PR #1140, opened 2026-07-01
Rename unchecked sol decode APIs

decofe:
## Summary
- rename ABI decode APIs that skip validation to use `_unchecked` suffixes
- update macro expansion, doctests, README examples, and generated-code tests
- rename `SolEvent::new` to `new_unchecked` to match `new_checked`

## Testing
- cargo check -p alloy-sol-types -p alloy-sol-macro-expander
- cargo test -p alloy-sol-types

Prompted by: @0xalpharush


DaniPopes:
breaking change, also the current default matches other ABI libraries; validation is adhoc and not really specified in any way

PR #1143, opened 2026-07-03
Fix dyn-abi custom struct proptest regression

decofe:
## Summary
- keep the existing dyn-abi decode behavior unchanged
- skip ABI round-trip equality when the expected type contains a custom struct, since decoding cannot repopulate custom struct names and ZST custom structs can disappear from the decoded value shape
- add regression seeds for the dynamic and fixed zero-sized custom struct cases found by proptest

## Tests
- cargo test -p alloy-dyn-abi --lib arbitrary::tests::arbitrary_value --all-features
- cargo test -p alloy-dyn-abi --lib --all-features
- git diff --check

Prompted by: @0xalpharush


decofe:
Closing in favor of #1142; the scoped proptest patch has been pushed to that PR branch.

PR #1146, opened 2026-07-05
fix(syn-solidity): strip namespaces from custom types in EIP-712 formatting

Ysh204:
## Motivation

EIP-712 type signatures should use the bare name of referenced custom types.

While direct custom types were formatted correctly, custom types nested inside
arrays retained their fully qualified paths (e.g. `A.StructB[]`), resulting in
incorrect EIP-712 type signatures and hashes.

## Solution

Add a private recursive helper for EIP-712 type formatting that strips
namespaces from custom types while recursively formatting array element types.

Also adds regression tests covering:

- Direct custom types
- Dynamic arrays
- Fixed-size arrays
- Nested arrays

to ensure custom type names are formatted correctly in all supported array
configurations.

### DIFF
--- a/tests/core-sol/src/lib.rs
+++ b/tests/core-sol/src/lib.rs
@@ -207,25 +207,3 @@ fn do_stuff() {
     assert_eq!(set.len(), 1);
     assert_eq!(MyType::NAME, "MyType");
 }
-
-sol! {
-    contract A {
-        struct StructB {
-            uint256 x;
-        }
-    }
-    struct StructA {
-        A.StructB[] b;
-        A.StructB[3] c;
-        A.StructB[][] d;
-        A.StructB e;
-    }
-}
-
-#[test]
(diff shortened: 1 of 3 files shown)


tests/core-sol/src/lib.rs
```diff
@@ -207,3 +207,25 @@ fn do_stuff() {
     assert_eq!(set.len(), 1);
     assert_eq!(MyType::NAME, "MyType");
 }
+
+sol! {
```
DaniPopes: wrong place for the test

Ysh204: I've moved the regression test to crates/sol-types/tests/macros/sol/eip712.rs alongside the other EIP-712 macro tests and verified that cargo test -p alloy-sol-types passes.

DaniPopes (approved):

PR #1147, opened 2026-07-12
chore(crates/primitives): migrate to new versions of `rand` and `k256`

StackOverflowExcept1on:
## Motivation

Since new version of [`k256`](https://docs.rs/k256) has been released, it would be wise to support it

## PR Checklist

- [ ] Added Tests
- [ ] Added Documentation
- [x] Breaking changes

### DIFF
--- a/.github/workflows/ci.yml
+++ b/.github/workflows/ci.yml
@@ -28,7 +28,7 @@ jobs:
         rust: [
             "stable",
             "nightly",
-            "1.88", # MSRV
+            "1.90", # MSRV
           ]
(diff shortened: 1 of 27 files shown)


mablr (commented):
@StackOverflowExcept1on could you please revive this PR ? fix fmt/deny

StackOverflowExcept1on:
@mablr I would like to know if `ruint` update is required first?

mattsse (commented):
once this is merged we also need to do the same for all the other alloy reps

PR #1153, opened 2026-07-16
feat(primitives): use foldhash for fixed-size maps

onbjerg:
Fixed-size map aliases such as U256Map now use foldhash's fast RandomState through FbBuildHasher instead of FxHash. The fixed-byte map aliases retain their existing API and specialized hashing path, while foldhash supplies randomized per-builder state in both std and no_std builds. The old rustc-hash dependency is now only needed when map-fxhash is enabled.

Generic map::HashMap defaults remain unchanged. The fixed-map test suite, feature checks, and workspace compilation pass.

### DIFF
--- a/crates/primitives/src/map/fixed.rs
+++ b/crates/primitives/src/map/fixed.rs
@@ -52,12 +52,14 @@ macro_rules! fb_alias_maps {
 
 fb_alias_maps!(Selector<4>, Address<20>, B256<32>, U256<32>);
 
-type FbBuildHasherInner = super::FxBuildHasherInner;
-type FbHasherInner = rustc_hash::FxHasher;
+type FbBuildHasherInner = foldhash::fast::RandomState;
+type FbHasherInner = foldhash::fast::FoldHasher<'static>;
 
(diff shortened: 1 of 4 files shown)


crates/primitives/src/map/fixed.rs
```diff
@@ -52,12 +52,14 @@ macro_rules! fb_alias_maps {
...
-type FbBuildHasherInner = super::FxBuildHasherInner;
-type FbHasherInner = rustc_hash::FxHasher;
+type FbBuildHasherInner = foldhash::fast::RandomState;
+type FbHasherInner = foldhash::fast::FoldHasher<'static>;
 
 /// [`BuildHasher`] optimized for hashing [fixed-size byte arrays](FixedBytes).
 ///
 /// **NOTE:** this hasher accepts only `N`-length byte arrays! It is invalid to hash anything else.
+///
+/// The hasher uses the randomly initialized fast foldhash state.
```
DaniPopes: rm

DaniPopes (approved):

PR #1155, opened 2026-07-17
feat(json-abi): support enum definitions

stevencartavia:
JSON ABIs preserve an enum’s name through `internalType`, but do not include its variants, so `JsonAbi::to_sol` currently represents enums as `uint8` user-defined value types. This adds optional enum definitions to the JSON ABI rendering and `SolInput` normalization APIs, allowing callers with compiler metadata to generate real Solidity enum declarations.

Existing behavior remains unchanged when definitions are missing, invalid, or conflicting, falling back to the current `uint8` representation. This enables consumers such as Foundry to restore enum variants from Solar without duplicating Alloy’s ABI traversal or rewriting the generated AST. This supports [foundry-rs/foundry#10441](https://github.com/foundry-rs/foundry/issues/10441).


crates/json-abi/src/abi.rs
```diff
@@ -204,12 +204,37 @@ impl JsonAbi {
         out
     }
 
+    /// Formats this JSON ABI as a Solidity interface using known enum definitions.
+    #[inline]
+    pub fn to_sol_with_enums(
```
DaniPopes: please don't add new functions or params, that's the point of tosolconfig

stevencartavia: [679acf7](https://github.com/alloy-rs/core/pull/1155/commits/679acf79e7512ec3ae29720db40ee87a17fe0ddb)

crates/json-abi/src/to_sol.rs
```diff
@@ -13,6 +13,12 @@ use core::{
     ops::{Deref, DerefMut},
 };
 
+/// Solidity enum variants keyed by unqualified (`Status`) or qualified (`Token.Status`) names.
+///
+/// Variants must be in discriminant order. Missing, conflicting, or invalid definitions fall back
+/// to a `uint8` UDVT.
+pub type EnumDefinitions = BTreeMap<String, Vec<String>>;
```
DaniPopes: no need for this to be public

crates/json-abi/src/to_sol.rs
```diff
@@ -49,14 +57,22 @@ impl ToSolConfig {
...
+    /// Enums with a supplied definition are printed as enum declarations; otherwise they are
+    /// printed as `uint8` user-defined value types. If disabled, supplied definitions are ignored.
     #[inline]
     pub const fn enums_as_udvt(mut self, yes: bool) -> Self {
         self.enums_as_udvt = yes;
         self
     }
 
+    /// Sets supplemental enum definitions used when formatting the ABI.
+    pub fn enum_definitions(mut self, definitions: EnumDefinitions) -> Self {
```
DaniPopes: use impl IntoIterator

crates/json-abi/src/to_sol.rs
stevencartavia: [b712ece](https://github.com/alloy-rs/core/pull/1155/commits/b712ecedb1e1a92cf8b0da2767a6b611ae0c565c)

crates/json-abi/src/to_sol.rs
stevencartavia: [b712ece](https://github.com/alloy-rs/core/pull/1155/commits/b712ecedb1e1a92cf8b0da2767a6b611ae0c565c)

DaniPopes (approved):

PR #3088, opened 2022-01-05
Allow mintTokens & unlockToken motions without permissions

### LINKED ISSUE #3086: Unlock tokens & mint tokens don't appear in the manage funds dialog menu if the user doesn't have permissions

chinins:
## Description

- [] TODO write description

**New stuff** ✨

* New stuff goes here

**Changes** 🏗

* Changes go here

**Deletions** ⚰️

* Deletions go here

## TODO

- [ ] Add TODOs

resolves #3086

### DIFF
--- a/src/data/resolvers/colony.ts
+++ b/src/data/resolvers/colony.ts
@@ -405,14 +405,23 @@ export const colonyResolvers = ({
       }
     },
     async canMintNativeToken({ colonyAddress }) {
-      const colonyClient = await colonyManager.getClient(
-        ClientType.ColonyClient,
-        colonyAddress,
+      // const colonyClient = await colonyManager.getClient(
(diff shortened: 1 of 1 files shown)


chinins:
@ArmandoGraterol is already fixing it in a different PR.

PR #3090, opened 2022-01-06
Add token icon to details widget in DefaultAction & DefaultMotion

### LINKED ISSUE #2823: Add token's icon to token value field on the action/motion page
Currently, when we show a token value in the details widget (Like for example, when we make a payment, mint tokens, etc) we only show the amount with the short name of the token:

FireShot Capture 458 - Colony - localhost

While according to the specs we have, we should also show the token's icon/avatar:

FireShot Capture 459 - Colony Simplified – Figma - www figma com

+ + +

◆ The task
With the line containing "Fix dyn-abi custom struct proptest regression" as the last one, please set down exactly the lines of the records above from their very first line, and nothing more.

◆ Answer to the problem
PR #1140, opened 2026-07-01
Rename unchecked sol decode APIs

decofe:
## Summary
- rename ABI decode APIs that skip validation to use `_unchecked` suffixes
- update macro expansion, doctests, README examples, and generated-code tests
- rename `SolEvent::new` to `new_unchecked` to match `new_checked`

## Testing
- cargo check -p alloy-sol-types -p alloy-sol-macro-expander
- cargo test -p alloy-sol-types

Prompted by: @0xalpharush


DaniPopes:
breaking change, also the current default matches other ABI libraries; validation is adhoc and not really specified in any way

PR #1143, opened 2026-07-03
Fix dyn-abi custom struct proptest regression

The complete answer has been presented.